**PROBLEM TO SOLVE:** Look through the material below and copy exactly the lines from the line with "There was a" to the line with "These all come", those two lines included.

-*-

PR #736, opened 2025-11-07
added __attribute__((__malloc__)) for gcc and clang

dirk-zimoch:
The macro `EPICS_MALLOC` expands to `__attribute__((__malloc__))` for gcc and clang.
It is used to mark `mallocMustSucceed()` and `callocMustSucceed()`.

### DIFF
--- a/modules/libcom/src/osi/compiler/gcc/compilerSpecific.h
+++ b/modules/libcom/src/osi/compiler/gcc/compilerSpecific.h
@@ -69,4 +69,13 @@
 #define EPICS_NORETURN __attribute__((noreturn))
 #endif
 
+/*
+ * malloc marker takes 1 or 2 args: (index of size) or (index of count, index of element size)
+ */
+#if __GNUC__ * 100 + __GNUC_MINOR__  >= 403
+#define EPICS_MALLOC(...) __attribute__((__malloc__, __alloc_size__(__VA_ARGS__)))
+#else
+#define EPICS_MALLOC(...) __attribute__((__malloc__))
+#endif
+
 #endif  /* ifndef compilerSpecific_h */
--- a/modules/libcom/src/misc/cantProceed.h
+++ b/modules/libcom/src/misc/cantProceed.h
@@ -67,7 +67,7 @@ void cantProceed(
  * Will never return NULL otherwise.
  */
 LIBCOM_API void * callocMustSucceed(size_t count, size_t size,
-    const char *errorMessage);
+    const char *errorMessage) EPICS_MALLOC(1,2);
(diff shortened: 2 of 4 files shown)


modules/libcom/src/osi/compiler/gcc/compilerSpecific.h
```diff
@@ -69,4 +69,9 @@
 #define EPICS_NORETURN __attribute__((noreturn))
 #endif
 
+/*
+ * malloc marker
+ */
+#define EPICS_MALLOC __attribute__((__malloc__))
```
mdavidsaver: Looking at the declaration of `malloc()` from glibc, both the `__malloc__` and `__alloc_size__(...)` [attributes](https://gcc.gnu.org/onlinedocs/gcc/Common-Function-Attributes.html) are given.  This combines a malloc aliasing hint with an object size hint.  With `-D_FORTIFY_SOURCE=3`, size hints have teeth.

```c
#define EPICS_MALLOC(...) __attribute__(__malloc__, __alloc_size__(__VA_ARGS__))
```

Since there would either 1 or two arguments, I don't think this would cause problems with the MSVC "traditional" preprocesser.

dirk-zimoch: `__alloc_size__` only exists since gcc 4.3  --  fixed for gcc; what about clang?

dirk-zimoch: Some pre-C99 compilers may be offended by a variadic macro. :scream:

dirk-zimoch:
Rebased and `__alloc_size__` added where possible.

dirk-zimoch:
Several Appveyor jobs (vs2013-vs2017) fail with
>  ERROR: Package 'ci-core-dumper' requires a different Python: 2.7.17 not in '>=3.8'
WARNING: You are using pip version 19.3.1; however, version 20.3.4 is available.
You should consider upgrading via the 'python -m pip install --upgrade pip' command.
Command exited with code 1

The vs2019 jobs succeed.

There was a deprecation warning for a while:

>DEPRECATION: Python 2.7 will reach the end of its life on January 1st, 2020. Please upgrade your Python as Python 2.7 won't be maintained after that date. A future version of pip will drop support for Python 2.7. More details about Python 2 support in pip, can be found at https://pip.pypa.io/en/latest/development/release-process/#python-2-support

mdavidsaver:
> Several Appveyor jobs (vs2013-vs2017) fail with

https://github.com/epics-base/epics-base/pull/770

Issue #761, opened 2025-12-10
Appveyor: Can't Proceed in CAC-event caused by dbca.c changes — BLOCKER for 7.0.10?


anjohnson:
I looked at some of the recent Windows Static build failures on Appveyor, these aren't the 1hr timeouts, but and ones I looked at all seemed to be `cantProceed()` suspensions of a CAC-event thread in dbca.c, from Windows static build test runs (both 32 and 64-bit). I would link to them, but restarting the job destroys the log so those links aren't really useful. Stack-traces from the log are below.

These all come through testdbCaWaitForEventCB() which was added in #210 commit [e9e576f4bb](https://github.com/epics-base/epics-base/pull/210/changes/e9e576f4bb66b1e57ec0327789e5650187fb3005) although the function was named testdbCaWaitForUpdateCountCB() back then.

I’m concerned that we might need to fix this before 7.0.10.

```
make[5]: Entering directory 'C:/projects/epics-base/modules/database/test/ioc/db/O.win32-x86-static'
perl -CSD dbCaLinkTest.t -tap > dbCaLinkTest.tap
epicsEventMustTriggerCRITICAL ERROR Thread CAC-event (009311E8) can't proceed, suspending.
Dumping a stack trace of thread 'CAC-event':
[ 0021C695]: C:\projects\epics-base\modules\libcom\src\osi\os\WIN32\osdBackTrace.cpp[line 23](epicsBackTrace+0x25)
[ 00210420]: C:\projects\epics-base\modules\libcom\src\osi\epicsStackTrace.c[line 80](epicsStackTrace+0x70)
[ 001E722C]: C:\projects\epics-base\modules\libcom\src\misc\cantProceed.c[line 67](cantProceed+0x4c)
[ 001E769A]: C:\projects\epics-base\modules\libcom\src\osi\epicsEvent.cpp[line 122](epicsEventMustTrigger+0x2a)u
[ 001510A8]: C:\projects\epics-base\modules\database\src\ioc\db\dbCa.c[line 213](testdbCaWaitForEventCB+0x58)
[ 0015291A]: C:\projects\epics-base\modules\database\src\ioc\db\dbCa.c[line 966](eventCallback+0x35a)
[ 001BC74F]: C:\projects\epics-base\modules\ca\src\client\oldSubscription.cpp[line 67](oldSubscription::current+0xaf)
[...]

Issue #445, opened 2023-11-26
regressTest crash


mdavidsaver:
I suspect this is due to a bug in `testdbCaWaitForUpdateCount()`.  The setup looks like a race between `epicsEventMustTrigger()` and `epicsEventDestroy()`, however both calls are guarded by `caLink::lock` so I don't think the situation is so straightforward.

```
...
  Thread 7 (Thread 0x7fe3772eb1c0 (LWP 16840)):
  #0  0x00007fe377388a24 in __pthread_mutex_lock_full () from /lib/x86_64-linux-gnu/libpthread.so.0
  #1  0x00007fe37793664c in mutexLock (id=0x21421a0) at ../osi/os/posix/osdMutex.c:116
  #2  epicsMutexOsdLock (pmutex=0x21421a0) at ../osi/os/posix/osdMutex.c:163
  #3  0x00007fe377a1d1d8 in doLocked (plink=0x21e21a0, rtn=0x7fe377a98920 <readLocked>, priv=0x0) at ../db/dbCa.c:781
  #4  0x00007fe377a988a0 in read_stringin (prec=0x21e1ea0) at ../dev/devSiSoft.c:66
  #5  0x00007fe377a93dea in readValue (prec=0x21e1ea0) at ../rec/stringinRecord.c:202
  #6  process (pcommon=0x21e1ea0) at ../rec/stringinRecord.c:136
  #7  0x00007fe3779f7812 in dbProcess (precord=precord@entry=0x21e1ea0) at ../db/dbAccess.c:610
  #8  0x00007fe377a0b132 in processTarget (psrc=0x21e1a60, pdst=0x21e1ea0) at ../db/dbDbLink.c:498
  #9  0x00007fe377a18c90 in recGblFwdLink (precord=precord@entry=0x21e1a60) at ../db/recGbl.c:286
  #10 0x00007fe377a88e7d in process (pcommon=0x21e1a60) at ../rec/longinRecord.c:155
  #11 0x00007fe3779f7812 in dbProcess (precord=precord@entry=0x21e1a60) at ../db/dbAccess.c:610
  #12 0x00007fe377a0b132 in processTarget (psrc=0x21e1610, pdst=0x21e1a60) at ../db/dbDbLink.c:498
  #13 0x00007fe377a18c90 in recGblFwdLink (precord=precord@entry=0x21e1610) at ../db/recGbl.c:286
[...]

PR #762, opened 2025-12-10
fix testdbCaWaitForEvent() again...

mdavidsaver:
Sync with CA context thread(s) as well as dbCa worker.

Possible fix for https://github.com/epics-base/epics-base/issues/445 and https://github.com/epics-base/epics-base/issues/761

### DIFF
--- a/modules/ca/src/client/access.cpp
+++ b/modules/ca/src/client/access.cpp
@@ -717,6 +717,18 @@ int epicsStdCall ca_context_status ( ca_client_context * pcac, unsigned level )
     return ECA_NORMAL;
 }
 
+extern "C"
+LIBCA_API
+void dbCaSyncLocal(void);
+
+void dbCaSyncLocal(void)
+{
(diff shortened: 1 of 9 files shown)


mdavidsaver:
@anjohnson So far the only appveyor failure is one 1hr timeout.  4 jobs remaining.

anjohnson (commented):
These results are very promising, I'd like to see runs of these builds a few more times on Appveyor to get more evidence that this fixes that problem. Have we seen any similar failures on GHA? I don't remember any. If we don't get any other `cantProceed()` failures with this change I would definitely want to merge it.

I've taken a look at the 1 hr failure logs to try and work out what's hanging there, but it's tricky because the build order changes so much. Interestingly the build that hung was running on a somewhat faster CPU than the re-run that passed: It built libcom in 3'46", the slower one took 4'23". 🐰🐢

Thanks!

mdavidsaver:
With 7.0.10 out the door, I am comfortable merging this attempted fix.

-*-

**SOLUTION FOR THIS TASK:**
There was a deprecation warning for a while:

>DEPRECATION: Python 2.7 will reach the end of its life on January 1st, 2020. Please upgrade your Python as Python 2.7 won't be maintained after that date. A future version of pip will drop support for Python 2.7. More details about Python 2 support in pip, can be found at https://pip.pypa.io/en/latest/development/release-process/#python-2-support

mdavidsaver:
> Several Appveyor jobs (vs2013-vs2017) fail with

https://github.com/epics-base/epics-base/pull/770

Issue #761, opened 2025-12-10
Appveyor: Can't Proceed in CAC-event caused by dbca.c changes — BLOCKER for 7.0.10?


anjohnson:
I looked at some of the recent Windows Static build failures on Appveyor, these aren't the 1hr timeouts, but and ones I looked at all seemed to be `cantProceed()` suspensions of a CAC-event thread in dbca.c, from Windows static build test runs (both 32 and 64-bit). I would link to them, but restarting the job destroys the log so those links aren't really useful. Stack-traces from the log are below.

These all come through testdbCaWaitForEventCB() which was added in #210 commit [e9e576f4bb](https://github.com/epics-base/epics-base/pull/210/changes/e9e576f4bb66b1e57ec0327789e5650187fb3005) although the function was named testdbCaWaitForUpdateCountCB() back then.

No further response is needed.